Multiscale Modeling Methods
Multiscale modeling methods involve the integration of a hierarchy of theoretical methods that work synchronously or asynchronously to address complex chemical problems that span a large range of spatial and temporal scales.
Example of a multiscale modeling strategy: Large-scale molecular dynamics simulations are performed to study the structure, dynamics and solvation of the extended enzyme system. This information is used to create a generalized solvation boundary that surrounds the active site and mimics the effect of the full solvated macromolecular system, but for a fraction of the computational cost. This reduced dimensional active site model is then used to conduct combined quantum mechanical/molecular mechanical (QM/MM) simulations with fast QM models, in conjunction with enhanced sampling and free energy methods, to construct the free energy landscape and pathway for the reaction. These landscapes are then refined to higher level QM methods using variational free energy expansion methods. The resulting free energy landscape and pathways for the reaction can then be used to aid in the interpretation of experiments, make experimentally testable predictions, and guide the design of new experiments or biotechnology. Elements of our multiscale modeling strategy include the development of new methods for:
- Combined quantum mechanical/molecular mechanical simulations
- Generalized electrostatics and solvation
- Free energy landscapes and pathways
Combined quantum mechanical/molecular mechanical (QM/MM) methods are a practical approach to study complex chemical reactions in biological systems. In this approach, a relatively small localized region, such as the active site of an enzyme, is treated with a rigorous, and computationally demanding quantum mechanical model, whereas the rest of the system is treated using a much more computationally efficient molecular mechanics force field. This allows simulations to be performed of the chemical reaction itself, which ultimately may lead to a detailed understanding of catalytic mechanism. The York Lab develops and applies new combined QM/MM methods to study the catalytic mechanisms of protein and RNA enzymes.

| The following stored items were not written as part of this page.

PR #1288, opened 2026-06-11
feat(decisions): render overview page hero and about body

nourmalaeb:
Renders the decision Overview tab (`/decisions/[slug]/overview`), behind the server-side `decision_overview` flag.

- **Overview page**: gradient hero (headline, optional subhead, Browse/Submit CTAs), a placeholder slot for the phases timeline, and an "About the process" body. Submit CTA is gated on phase rules + submit access (same gate as `StandardDecisionPage`). Content is mocked (`decisionOverviewMock.ts`) shaped like a future `instanceData.overview`; falls back to `instance.name` / `instance.description`.
- **DecisionHeader refactor**: header is now header-only (bar + stepper) instead of wrapping the page body. The results-view gradient moved into `ResultsPage`'s own hero, and `DecisionTranslationProvider` moved up to the composition root of each route (the `(decision-view)` layout + the two legacy routes) so it still encloses the now-sibling header and body.
- **Mobile**: route-scoped top clearance on the current-phase tab so the floating Overview/Current toggle doesn't block content; the legacy decision route is untouched.

Stacked PR #1291 wires the Submit CTA to create a draft proposal.

### DIFF
--- a/apps/app/src/components/decisions/DecisionHeader.tsx
+++ b/apps/app/src/components/decisions/DecisionHeader.tsx
@@ -4,19 +4,15 @@ import { useTrackPageView } from '@/hooks/useTrackPageView';
 import { getDecisionCommonProperties } from '@op/analytics/client-utils';
 import { trpc } from '@op/api/client';
 import { type ProcessPhase } from '@op/api/encoders';
-import { isLastPhase } from '@op/common/client';
-import { cn } from '@op/ui/utils';
 import { type ReactNode } from 'react';
 
 import { useTranslations } from '@/lib/i18n';
 
 import { DecisionInstanceHeader } from '@/components/decisions/DecisionInstanceHeader';
 import { DecisionStepperBar } from '@/components/decisions/DecisionStepperBar';
-import { DecisionTranslationProvider } from '@/components/decisions/DecisionTranslationContext';
 
 interface DecisionHeaderProps {
   instanceId: string;
-  children?: ReactNode;
   /** Decision profile slug for building the edit link */
   decisionSlug?: string;
   /** Whether the current user has admin access to this decision */
@@ -35,6 +31,12 @@ interface DecisionHeaderProps {
   showStepper?: boolean;
 }
 
+/**
+ * Header bar + optional phase stepper for a decision. Render inside a
+ * DecisionTranslationProvider — the stepper relies on it for phase-name
+ * translations. Backgrounds are owned by the page (e.g. the results hero),
+ * not the header.
+ */
 export function DecisionHeader(props: DecisionHeaderProps) {
   const { instanceId } = props;
 
@@ -52,7 +54,6 @@ export function DecisionHeader(props: DecisionHeaderProps) {
 
 function DecisionHeaderContent({
   instanceId,
-  children,
   decisionSlug,
   isAdmin,
   canReadUpdates,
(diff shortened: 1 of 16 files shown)


apps/app/src/components/decisions/decisionOverviewMock.ts
nourmalaeb, line 1: Added mock data in a separate file for easy deletion later -- we'll throw away the data and the `DecisionOverviewData` type.

apps/app/src/components/decisions/DecisionOverview.tsx
```diff
@@ -1,35 +1,192 @@
...
+  const headline = overview.headline ?? instance.name;
+
+  // Same gate as StandardDecisionPage: the phase must accept proposals and
+  // the viewer must have submit access.
+  const currentPhase = instance.instanceData?.phases?.find(
+    (p) => p.phaseId === instance.currentStateId,
+  );
+  const canSubmitProposal =
+    currentPhase?.rules?.proposals?.submit === true &&
+    instance.access?.submitProposals === true;
```
valentin0h, line 76: I think we should have this under `instance.access.submitProposals`. If not, maybe we need to swap

`trpc.decision.getInstance.useSuspenseQuery({ instanceId });` with `getInstanceBySlug`

apps/app/src/components/decisions/DecisionOverview.tsx
```diff
@@ -1,35 +1,192 @@
...
+          </ButtonLink>
+          {canSubmitProposal ? (
+            <ButtonLink
+              color="primary"
+              href={currentPhaseHref}
+              className="w-auto"
+            >
+              {t('Submit a proposal')}
+            </ButtonLink>
+          ) : null}
```
valentin0h, line 156: same link?

apps/app/src/components/decisions/DecisionHeader.tsx
valentin0h, line 1: nice 💯

apps/app/src/components/decisions/DecisionOverview.tsx
```diff
@@ -1,35 +1,192 @@
...
+
+  if (!html && !fallbackText) {
+    return null;
+  }
+
+  return (
+    <section className="flex flex-col gap-4">
+      <Header2 className="font-serif">{t('About the process')}</Header2>
+      {html ? (
+        <ProposalHtmlContent html={html} />
```
valentin0h, line 182: Nice, can you also make the other callers have this format like here, `html ? <ProposalHtmlContent .../> : null (or whatever)`

valentin0h: Maybe we rename `ProposalHtmlContent` to something more generic, like `HtmlContentRenderer`

valentin0h (approved):

apps/app/src/components/decisions/DecisionOverview.tsx
nourmalaeb: will update the link in #1291

apps/app/src/components/decisions/DecisionOverview.tsx
nourmalaeb: Yeah we should! I'll do that in a separate PR.

apps/app/src/components/decisions/DecisionOverview.tsx
nourmalaeb: no swap needed — `getInstance` already returns `access.submitProposals` (same query `StandardDecisionPage` gates on); fwiw the slug lookup is `getDecisionBySlug`, there's no `getInstanceBySlug`.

Simulations of biological systems require consideration of not only biological macromolecules, but also their extended environment, which may be aqueous solution, a lipid membrane, a protein crystal, or the complex ionic atmosphere around and RNA molecule. "Generalized Electrostatics and Solvation" refer to this extended environment and the long-ranged forces that they exert. The York Lab develops methods to accurately and efficiently treat long-range electrostatic interactions and model generalized solvation so that simulations can be performed in these complex environments.
Free energy landscapes provide a survey map from which mechanistic pathways can be identified and quantified for chemical processes, conformational or binding events. The York Lab develops new methods to improve the sampling and construction of free energy surfaces, as well as methods to systematically correct these surfaces to more accurate levels at reduced computational cost.